Serum CK was automatically analyzed within 6 h from sample withdrawals at the Department of Clinical Chemistry, University Hospital of North Norway (CK-NAC, Roche Diagnostics, Mannheim, Germany) with an analytic variation coefficient of ≤ 1.6%. All biochemical tests were analyzed at the same laboratory and included liver transaminases, lactate dehydrogenase, serum lipids, high-sensitive C-reactive protein (hs-CRP), serum creatinine, non-fasting serum glucose, glycated hemoglobin A1c (HbA1c-%), vitamin B12, folate and thyroid hormone levels^4,11.

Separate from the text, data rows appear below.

PR #726, opened 2019-12-10
Install an RPM without null lines

lucab85:
Install an RPM without null lines

https://bugzilla.redhat.com/show_bug.cgi?id=1691353

### DIFF
--- a/dnf-behave-tests/features/microdnf/install7.feature
+++ b/dnf-behave-tests/features/microdnf/install7.feature
@@ -1,0 +1,20 @@
+@no_installroot
+Feature: Install package
+
+
+Background:
+Given I delete file "/etc/dnf/dnf.conf"
+  And I delete file "/etc/yum.repos.d/*.repo" with globs
+
+
+@bz1691353
+Scenario: Install an RPM without null lines
+  Given I use repository "dnf-ci-fedora"
+   When I execute microdnf with args "install lame"
+   Then the exit code is 0
+    And microdnf transaction is
+        | Action        | Package                                   |
+        | install       | lame-0:3.100-4.fc29.x86_64                |
+        | install       | lame-libs-0:3.100-4.fc29.x86_64           |
+  And stdout does not contain "Installing: (null)"
+


dnf-behave-tests/features/microdnf/install.feature
```diff
@@ -0,0 +1,16 @@
+Feature: Install package
+
+@bz1691353
+Scenario: Install an RPM without null lines
+  Given I use repository "dnf-ci-fedora"
+   When I execute dnf with args "install glibc"
```
m-blaha: Isn't this test supposed to test microdnf?

dnf-behave-tests/features/microdnf/install.feature
```diff
@@ -0,0 +1,16 @@
+Feature: Install package
```
m-blaha: All microdnf tests should be decorated by @no_installroot

dnf-behave-tests/features/microdnf/install.feature
lucab85: You're right, I'll adjust the test. It is useful also usage of [PR#731](https://github.com/rpm-software-management/ci-dnf-stack/pull/731)

dnf-behave-tests/features/microdnf/install7.feature
```diff
@@ -0,0 +1,14 @@
+@no_installroot
+Feature: Install package
+
+@bz1691353
+Scenario: Install an RPM without null lines
+  Given I use repository "dnf-ci-fedora"
+   When I execute microdnf with args "install lame"
```
m-blaha: The test is run on the host - not in the install root. That said, all other repositories already enabled on host (like fedora, updates...) are used which makes the test considerably slower (need to sync all metadata for those repositories) and unable to run without the network (which is the way how gating tests are run).
You can solve this by removing all current repo files as first steps (see also other microdnf/install*.feature files in the master branch):
```
Background:
Given I delete file "/etc/dnf/dnf.conf" 
  And I delete file "/etc/yum.repos.d/*.repo" with globs
```

lucab85: Thank you for the explanation.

Neurophysiological examinations

Nerve conduction studies (NCS) and electromyography (EMG) were conducted by experienced neurophysiologists (KA, SL) in the neurophysiology lab at Tromsø University Hospital using Keypoint Classic equipment (Medtronic, Skovlunde, Denmark) according to standard techniques²⁷. The NCS examinations were performed unilaterally on the dominant side. Surface electrodes were utilized for motor and sensory stimulation and registration. Motor NCS included the median, ulnar, and tibial nerves, and sensory NCS the median and ulnar nerves (orthodromic stimulation) and the sural nerve (antidromic stimulation). For motor nerves the following parameters were analyzed: distal latency, amplitude, conduction velocity (CV), and minimum F-M wave latency of 20 supramaximal stimuli, and for sensory nerves: distal latencies, amplitudes, and CVs. EMG examinations with concentric needle were performed in extensor digitorum communis, vastus lateralis and anterior tibial muscles unilaterally on the dominant side. Spontaneous activity with muscle at rest was assessed (fibrillation potentials and positive sharp waves in x out of 10 needle positions, fasciculation potentials, complex repetitive discharges, and myotonic discharges). With slight voluntary muscle contraction, 20 unique motor unit potentials (MUPs) were collected, and amplitude, duration and polyphasia (%) were recorded. At last, interference pattern with gradually increasing muscle contraction were recorded (10 different measurements of turns amplitude with references from the manufacturer).

Statistical analysis

Background variables and endpoints were evaluated by inspection of histograms which showed right-sided skewness for NIS and CK. Non-parametric test was therefore used for NIS and CK was analyzed log transformed. Descriptive data are presented as mean and standard deviation (SD), median (IQR) or number and frequency. Student´s t-test, Mann–Whitney U test respectively χ²-test were used to assess statistical differences between means, medians and frequencies of data and Pearson correlation coefficient used to measure strength and direction between continuous variables while Spearman rank correlation was used to measure associations between NIS score and neurophysiological parameters. Variables statistical significantly associated with persistent hyperCKemia were included in logistic regression analyses to adjust for confounders. In cases with colinearity, like ALT and AST, the one with the strongest association was selected. The analyses were performed repeatedly in model 1 (tibial nerve cMAP amplitude) and model 2 (tibial nerve MNCV). Two-sided p < 0.05 was considered statistically significant. All analyses were conducted by SPSS software (Statistical Package for Social Science INC, Chicago, Illinois, USA), version 29.

Ethical declaration

This study was conducted according to the Declaration of Helsinki and was approved by theThe Regional Ethical Committee for research (approval number: REK NORD 11/2008). Informed consent was obtained from all subjects.

Consent to participate

All subjects in the study gave their written consent prior to inclusion in the study.